BACKGROUND/PURPOSE: We observed that fibroblast growth factor receptors 1 and 2 (Fgfr1, Fgfr2) are expressed during abdominal wall development in mice and hypothesized that conditional mutation of these genes would result in abdominal wall defects. METHODS: Section in situ hybridizations were performed for Fgfr1 and Fgfr2 on wild-type embryos at embryonic day (E) 11.5 and E13.5. Conditional mutation of Fgfr1and Fgfr2 was achieved with a tamoxifen inducible Cre at E8.5. Litters were harvested at E17.5, whole mount photographs were taken, and paraffin sections were generated and stained with hematoxylin and eosin. RESULTS: Fgfr1 was expressed in ectoderm, lateral plate mesoderm, and myoblasts, whereas Fgfr2 was expressed almost exclusively in the early dermis and ectoderm of the abdominal wall. Conditional mutation of both Fgfr2 alleles and one Fgfr1 allele resulted in omphalocele in 38.7% of mutants. Histologic examination in mutants demonstrated disruptions in dermal and muscle development.
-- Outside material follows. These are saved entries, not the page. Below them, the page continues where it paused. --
PR #6618, opened 2026-09-16
fix(cell): give the launcher the Redis credential so the stop switches can be read

Balizero1987:
Successor to **#6616**, which I closed before it merged — dequeued at position 2 while `AWAITING_CHECKS` — after an independent review found a defect its own tests could not see.

## What was broken

Redis on the Pro runs with `requirepass`. CELL never had the password, so two of its three stop switches were unreadable.

| piece | state |
|---|---|
| `apps/cell/.env` | `REDIS_URL=redis://localhost:6379/0` — no userinfo, no `REDIS_PASSWORD` |
| `apps/cell/scripts/launch_cell.sh` | sourced `.env` and nothing else |
| `apps/cell/cell/main.py:193` | `password=os.environ.get("REDIS_PASSWORD") or None` → always `None` |
| `apps/cell/cell/core/safety.py:59` | `except` → `"Redis unavailable, proceeding without kill switch: ..."` → **fail-open** |

`safety.py` documents three independent switches — `cell:disabled`, `cell:maintenance`, and the file `/tmp/cell.disabled`. With auth failing, the two Redis ones were never read.

**Measured on the Pro 2026-09-16:** 2,290 `Authentication required` warnings in `~/logs/cell/organism.stderr.log`, the last five at 10:22 / 10:28 / 10:34 / 10:39 / 10:45 WITA. `redis-cli ping` → `NOAUTH Authentication required.` The `REDIS_PASSWORD` already in `~/.nuzantara-secrets.env` (mode 0600) answers `PONG` — the credential was there and valid the whole time, so nothing needed rotating.

## The fix

`launch_cell.sh` fills `REDIS_PASSWORD` from `~/.nuzantara-secrets.env` **only when it is not already set**. Scoped, not sourced (that file holds unrelated credentials, and `set -a; source` would hand every one to a long-running daemon); refuse-unless-0600, same posture as `scripts/pg.sh`; explicit configuration always wins; the value is never echoed; **every** failure to obtain one is reported. No protected file edited (`.env*` is off-limits), nothing rotated, no unrelated secret imported.

## What changed since #6616 — three defects, each reproduced on disk

**1 — `head -n 1` could stop CELL from starting.** head closes the pipe after one line; with more upstream output `sed` takes SIGPIPE, and under `set -euo pipefail` the failing command substitution aborts the launcher.

```
### dup_big.env (many REDIS_PASSWORD lines)
  head-variant exit=141      <-- SIGPIPE; its own next line never runs
  tail-variant exit=0        <-- ok: 6 chars
```

`tail -n 1` drains the stream *and* selects the assignment `set -a; source` would have used (the **last**), so this reader and every other reader of that file now agree about what it says. `head` took the **first**.

**2 — CRLF and trailing blanks rode into the password.** `REDIS_PASSWORD=abc\r\n` produced a **4**-character value; `abc   ` produced **6**. Either one makes auth fail and CELL fail open again — silently, with a config that looks correct. Stripped before the quotes come off, so blanks *inside* quotes survive as the deliberate values they are.

**3 — one silent path remained:** file present, mode 0600, no usable value → no output at all, visually identical to the outage. Now warned.

## Declined from the same review, with reasons

- **Make a refused or empty credential FATAL.** Changes CELL's failure policy — which this mandate was told to preserve — and would refuse to start CELL on any host whose Redis has no `requirepass`. Fail-open on an unreachable Redis is documented in `safety.py`; the file kill switch is what covers it.
- **Keep the password out of the process environment.** `main.py:193` reads it from `os.environ`, and the launcher already exports every value in `.env` including `FLY_API_TOKEN` and `CELL_TELEGRAM_BOT_TOKEN`. That is the component's existing architecture, not this diff's.
- **`from_url()` does not prove authentication** — `main.py:196` logs "connected" regardless, and `safety.py:59`'s blanket `except` turns an `AuthenticationError` into `can_proceed=True`. **This finding is correct and it matters:** it is the exact shape of this outage, a component reporting success while failing open. It is also pre-existing code this PR does not touch, and curing it means changing the fail-open policy. It gets its own PR and its own review rather than a smuggled ride in this one.

## Tests

`scripts/tests/test_launch_cell_redis_password.py` — **behavioural**: the launcher runs with a stub standing where `.venv/bin/python -m cell.main` execs, dumping the environment it was actually handed. **15 passed.**

Reverting the parser to #6616's shape turns **4** red — the three defects above plus last-assignment:

```
FAILED test_a_credential_file_with_many_matches_does_not_abort_the_launcher
FAILED test_the_last_assignment_wins_exactly_as_source_would
FAILED test_a_crlf_line_ending_does_not_ride_into_the_password
FAILED test_unquoted_trailing_whitespace_is_stripped
4 failed, 11 passed
```

Removing the block entirely turns the guilt test and the two exposure tests red. Both red states were produced and restored on disk.

The innocence half is load-bearing: unrelated keys must **not** reach the child (that assertion is what forbids the `source` shortcut, which would satisfy the guilt test perfectly); an explicit password wins; a 0644 file is refused; blanks inside quotes survive; `#REDIS_PASSWORD=` is not read; an absent file still launches; the pre-existing `FATAL: Missing .env` path still fires.

Every value in the test is an invented literal, and the refusal message is asserted **not** to contain it.

CI status, stated plainly: `scripts/tests/` is swept only by `scripts-tests-sweep.yml` — nightly, `continue-on-error`, not in `required_status_checks`. This is a regression net with nightly visibility, not a merge gate. The gate is the runtime observation below.

## Already verified in runtime, before this merges

The real `SafetyGate`, driven against Redis logical **DB 15** (only db0 is in use) with the stored credential — production stop keys never touched:

```
AUTH ping db15: True
A clear         -> can_proceed=True
B cell:disabled -> False  reason=disabled     | Redis cell:disabled set by: isolated-gate-probe
C maintenance   -> False  reason=maintenance  | Maintenance: isolated-gate-probe
D restored      -> True
E file switch   -> False  reason=disabled     (independent mechanism, preserved)
db0 untouched: cell:disabled=None cell:maintenance=None
db15 leftover keys: []
```

## Bites

**Consumer:** the `com.cell.organism` LaunchAgent on Pro, already live, reading `launch_cell.sh` out of Pro's `~/nuzantara` checkout (refreshed by `com.nuzantara.git-pull-main.15min`).

**Observation that proves the change is in force:** after Pro pulls this merge and CELL restarts, `~/logs/cell/organism.stderr.log` shows **at least two consecutive safety cycles with no `Authentication required` line**. Reported on the mandate close with timestamps.

## BUSINESS

The operator's stop button works again. Until now, setting `cell:disabled` or `cell:maintenance` to halt CELL during an incident or a migration did **nothing** — CELL could not read either key and carried on acting. The only thing that actually stopped it was touching a file on the Pro.


Balizero1987:
**Closed by its author, unarmed and unmerged.** Round-2 review returned BLOCK with three findings I accept. One of them is mine and is the worst of the three.

## The finding I am most glad was caught

`scripts/tests/test_launch_cell_redis_password.py:75` — my stub interpreter did `json.dump(dict(os.environ), ...)`. That writes **the test runner's entire environment** to a file: on a CI runner or a developer machine, every credential it happens to carry. The test written to prove a credential stays scoped was itself materialising unrelated credentials to disk. Contract §4 is an OUTPUT boundary and this crossed it. Not a style point.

CONCLUSIONS: Mutant embryos with omphalocele arising from mutation in Fgfr1 and Fgfr2 exhibit disruptions in the development of the secondary abdominal wall structures. These findings are consistent with a model of ventral abdominal wall development in which organization of the muscles and connective tissue (secondary abdominal wall structures) is influenced by positional information emanating from the primary abdominal wall.